In the context of the new Sky Glass news above, the Guardian opened the can of worms marked ‘net neutrality’ with a feature looking at the dramatic increases in web traffic that streaming is leading to. And, perhaps more to the point, who pays for it.
“Every terabyte of data consumed over and above current levels costs about £50m,” commented Marc Allera, the chief executive of UK telco BT’s consumer division. “In the last year alone we’ve seen four terabytes of extra usage and the cost to keep up with that growth is huge.
“A lot of the principles of net neutrality are incredibly valuable, we are not trying to stop or marginalise players but there has to be more effective coordination of demand than there is today,” he continued. “When the rules were created 25 years ago I don’t think anyone would have envisioned four or five companies would be driving 80% of the traffic on the world’s internet. They aren’t making a contribution to the services they are being carried on; that doesn’t feel right.”
Of course, in some countries they are. In the US streamers pay fees to ISPs to score faster speeds and Amazon and Facebook do the same in South Korea. The big companies also argue that they have their own networks routing traffic globally across the web before delivering it to the ISPs’ effective doorstep.
Either way, however, the sheer amount of data being consumed, and video in particular, means that the argument is likely to flare up again soon. According to one analyst the amount of data consumed per household per month has risen 2400% over the past 10 years, from 17GB to 429GB. And there are no signs that that rate of change is going to decelerate any time soon.
European broadcast groups accelerate commissioning
Meanwhile, Europe’s broadcasters are fighting back against the streamers. Reported in Rapid TV News, stats from Ampere Analysis show that in Q2 2021, the leading free-to-air groups in Western Europe’s largest TV markets — UK, France, Germany, Spain, and Italy — commissioned nearly 600 brand new first run TV shows for their channels and VOD products. This represents an increase of 23% over pandemic-hit Q2 2020, and, perhaps more impressively, a massive 64% over the same period in 2019.
Unsurprisingly, unscripted content has seen the biggest rise in volume, accounting for 80% of all commissions in the first half of this year.
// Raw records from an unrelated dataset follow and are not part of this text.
PR #948, opened 2023-04-21
Move autorest.go code generator to packages subdirectory

jhendrixMSFT:
This makes the layout consistent with other packages and sets us up for future addition of a TypeSpec package.


jhendrixMSFT:
@benbp I renamed ci.yml to ci-go.yml to better distinguish the CI files which of course hosed part of CI.  Is there a way I can modify the pipeline so this new one is picked up?

packages/autorest.go/tsconfig.json
RickWinter, line 1: Are these changes b/c we are using a more recent node?

packages/autorest.go/test/synapse/2019-06-01/azspark/zz_models.go
RickWinter, line 1: Did you intend for this cleanup?

jhendrixMSFT: There was a recent change in the autorest front-end that introduced this delta.  Not sure why and I will look into that, but for now, the change is expected.

RickWinter (approved):

packages/autorest.go/tsconfig.json
jhendrixMSFT: No, I'm just making this current.  I "borrowed" it from the autorest.typescript tsconfig.

jhendrixMSFT: In addition, the majority of these settings were in the root tsconfig.json which has been removed.  I did find two settings I missed though and have added them back.

PR #949, opened 2023-04-21
Stop using remote github assets for regeneration

jhendrixMSFT:
Transient network errors or throttling can cause CI to become unstable. Added necessary specs and config files so assets can be locally built. Switched some packages to a more recent API version. Removed API version in output paths since we won't be building API versions side by side.


jhendrixMSFT:
@tadelesh can you help me understand the gotest failure here?

chlowell (approved):

jhendrixMSFT:
Thanks.  In the future, if a swagger is updated, how do we regenerate the content for `gotest`?

tadelesh:
> Thanks. In the future, if a swagger is updated, how do we regenerate the content for `gotest`?

Currently, I do it manually with copy and paste, I'll try to add a rush script to do so.

jhendrixMSFT:
Sounds good.  Maybe something similar to `rush regenerate` for rebuilding the generated code.

Issue #501, opened 2020-10-13
Include tracing in track 2 codegen


jhendrixMSFT:
Add support for tracing (e.g. opencensus) in track 2 codegen.

jhendrixMSFT:
Include request/response detail in span annotation, something like request url, request body, response body, etc.

jhendrixMSFT:
SDK APIs should ideally not be top-level entries, i.e. child if a parent span is available.  This way you can see how the SDK APIs are called from apps.

jhendrixMSFT:
Codegen changes will be in `preview.50` of the code generator.

PR #954, opened 2023-05-09
Insert calls to runtime.StartSpan in APIs

jhendrixMSFT:
This requries using named return values in APIs so that the deferred call to endSpan() can capture the error.


jhendrixMSFT:
Fixes https://github.com/Azure/autorest.go/issues/501

packages/autorest.go/test/autorest/go.mod
```diff
@@ -3,17 +3,26 @@ module generatortests
...
 require (
-	github.com/Azure/azure-sdk-for-go/sdk/azcore v1.3.0
-	github.com/google/go-cmp v0.5.4
-	github.com/stretchr/testify v1.7.0
+	github.com/Azure/azure-sdk-for-go/sdk/azcore v1.6.1-0.20230509175118-ce926c4cadfc
+	github.com/Azure/azure-sdk-for-go/sdk/tracing/azotel v0.0.0-00010101000000-000000000000
+	github.com/google/go-cmp v0.5.9
+	github.com/stretchr/testify v1.8.1
+	go.opentelemetry.io/otel v1.11.2
+	go.opentelemetry.io/otel/exporters/jaeger v1.11.0
```
jhendrixMSFT, line 11: Forgot to pull this out, fixing...

packages/autorest.go/src/generator/operations.ts
```diff
@@ -414,31 +416,35 @@ function generateOperation(op: Operation, imports: ImportManager): string {
...
   }
-  const zeroResp = getZeroReturnValue(op, 'op');
+  if (!isLROOperation(op) && injectSpans) {
+    text += `\tctx, endSpan := runtime.StartSpan(ctx, "${clientName}.${opName}", client.internal.Tracer(), nil)\n`;
+    text += '\tdefer func() { endSpan(err) }()\n';
+  }
   text += `\treq, err := client.${info.protocolNaming.requestMethod}(${reqParams})\n`;
   text += `\tif err != nil {\n`;
-  text += `\t\treturn ${zeroResp}, err\n`;
+  text += `\t\treturn\n`;
```
chlowell, line 425: I've seen enough concern about bare returns to think we should probably avoid them even in generated code, to forestall questions/complaints about them.

chlowell (commented):
Is this repo the best place for a simple end-to-end test verifying a generated client started and ended a span as expected? (I guess that could go in a management plane test suite instead)

packages/autorest.go/src/generator/operations.ts
jhendrixMSFT: Generally speaking, I agree with you (I'm not a fan of named return values).  We could retool this to emit the calls to `endSpan(err)` on all of the error paths, it might get a bit ugly though (although perhaps not as ugly as it is now).  Using named return values does simplify this though.  I will take a closer look.

chlowell: Couldn't we simply `return err` in these cases?

jhendrixMSFT: Unfortunately no, as `endSpan(err)` terminates the span (success or failure).

jhendrixMSFT: Here are the ways we could do it.  Not that bad really.  I think I prefer option 2 as we never have to remember to inject calls to `endSpan(err)` if/when we add any additional returns (unlikely but possible).  However, we have to be careful that we don't shadow `err`.  I don't have a strong preference though so could be convinced otherwise.
```go
func (client *AvailabilitySetsClient) CreateOrUpdate(ctx context.Context, resourceGroupName string, availabilitySetName string, parameters AvailabilitySet, options *AvailabilitySetsClientCreateOrUpdateOptions) (AvailabilitySetsClientCreateOrUpdateResponse, error) {
	ctx, endSpan := runtime.StartSpan(ctx, "AvailabilitySetsClient.CreateOrUpdate", client.internal.Tracer(), nil)
	req, err := client.createOrUpdateCreateRequest(ctx, resourceGroupName, availabilitySetName, parameters, options)
	if err != nil {
		endSpan(err)
		return AvailabilitySetsClientCreateOrUpdateResponse{}, err
	}
	resp, err := client.internal.Pipeline().Do(req)
	if err != nil {
		endSpan(err)
		return AvailabilitySetsClientCreateOrUpdateResponse{}, err
	}
	if !runtime.HasStatusCode(resp, http.StatusOK) {
		err := runtime.NewResponseError(resp)
		endSpan(err)
		return AvailabilitySetsClientCreateOrUpdateResponse{}, err
	}
	res, err := client.createOrUpdateHandleResponse(resp)
	endSpan(err)
	return res, err
}

func (client *AvailabilitySetsClient) CreateOrUpdate2(ctx context.Context, resourceGroupName string, availabilitySetName string, parameters AvailabilitySet, options *AvailabilitySetsClientCreateOrUpdateOptions) (AvailabilitySetsClientCreateOrUpdateResponse, error) {
	var err error
	ctx, endSpan := runtime.StartSpan(ctx, "AvailabilitySetsClient.CreateOrUpdate", client.internal.Tracer(), nil)
	defer func() { endSpan(err) }()
	var req *policy.Request
	req, err = client.createOrUpdateCreateRequest(ctx, resourceGroupName, availabilitySetName, parameters, options)
	if err != nil {
		return AvailabilitySetsClientCreateOrUpdateResponse{}, err
	}
	var resp *http.Response
	resp, err = client.internal.Pipeline().Do(req)
	if err != nil {
		return AvailabilitySetsClientCreateOrUpdateResponse{}, err
	}
	if !runtime.HasStatusCode(resp, http.StatusOK) {
		err = runtime.NewResponseError(resp)
		return AvailabilitySetsClientCreateOrUpdateResponse{}, err
	}
	var res AvailabilitySetsClientCreateOrUpdateResponse
	res, err = client.createOrUpdateHandleResponse(resp)
	return res, err
}
```

jhendrixMSFT: I overthought option 2 a bit.  We don't need to declare all vars up front, just `err`.  So I'll go with that.

jhendrixMSFT:
Will add tests to verify spans are properly ended.

packages/autorest.go/test/acr/azacr/zz_authentication_client.go
```diff
@@ -103,18 +108,23 @@ func (client *AuthenticationClient) exchangeAADAccessTokenForAcrRefreshTokenHand
...
 func (client *AuthenticationClient) ExchangeAcrRefreshTokenForAcrAccessToken(ctx context.Context, service string, scope string, refreshToken string, options *AuthenticationClientExchangeAcrRefreshTokenForAcrAccessTokenOptions) (AuthenticationClientExchangeAcrRefreshTokenForAcrAccessTokenResponse, error) {
+	var err error
+	ctx, endSpan := runtime.StartSpan(ctx, "AuthenticationClient.ExchangeAcrRefreshTokenForAcrAccessToken", client.internal.Tracer(), nil)
+	defer func() { endSpan(err) }()
 	req, err := client.exchangeAcrRefreshTokenForAcrAccessTokenCreateRequest(ctx, service, scope, refreshToken, options)
 	if err != nil {
 		return AuthenticationClientExchangeAcrRefreshTokenForAcrAccessTokenResponse{}, err
 	}
-	resp, err := client.internal.Pipeline().Do(req)
+	httpResp, err := client.internal.Pipeline().Do(req)
```
chlowell, line 118:
```suggestion
	var httpResp *http.Response
	httpResp, err = client.internal.Pipeline().Do(req)
```

packages/autorest.go/test/acr/azacr/zz_authentication_client.go
```diff
@@ -103,18 +108,23 @@ func (client *AuthenticationClient) exchangeAADAccessTokenForAcrRefreshTokenHand
...
 		return AuthenticationClientExchangeAcrRefreshTokenForAcrAccessTokenResponse{}, err
 	}
-	if !runtime.HasStatusCode(resp, http.StatusOK) {
-		return AuthenticationClientExchangeAcrRefreshTokenForAcrAccessTokenResponse{}, runtime.NewResponseError(resp)
+	if !runtime.HasStatusCode(httpResp, http.StatusOK) {
+		err = runtime.NewResponseError(httpResp)
+		return AuthenticationClientExchangeAcrRefreshTokenForAcrAccessTokenResponse{}, err
 	}
-	return client.exchangeAcrRefreshTokenForAcrAccessTokenHandleResponse(resp)
+	resp, err := client.exchangeAcrRefreshTokenForAcrAccessTokenHandleResponse(httpResp)
```
chlowell, line 126: Shadowing here as well

packages/autorest.go/test/acr/azacr/zz_authentication_client.go
jhendrixMSFT: This is what tripped me up earlier with my option 1/2 thing.  Since `err` is in the same scope it isn't shadowed.  To keep us honest, I've updated CI to check for this.

chlowell: 🤦 right, my bad, it's the case in which `:=` combines short variable declaration with reassignment. Good idea, asking a computer to keep an eye on this

chlowell (approved):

There has also been a rise in new commissions for the owned-and-operated on-demand platforms, with 16% of all new programmes destined for these outlets.
European groups on the whole though were found to have been slower to prioritise VOD-based projects than their US counterparts, where titles made for VOD platforms now represent between 35%-40% of greenlit new projects by US broadcast and network groups.
This is leading to an interesting switch. As Ampere’s Richard Broughton points out, many European broadcasters have historically relied on licensed content, and US imports in particular, to fill linear channel schedules. “But as US media giants increasingly turn their attention to their own platforms, buyers have needed to find alternative options to bolster their slates for both linear and VOD to compensate for an increasingly siloed market,” he says.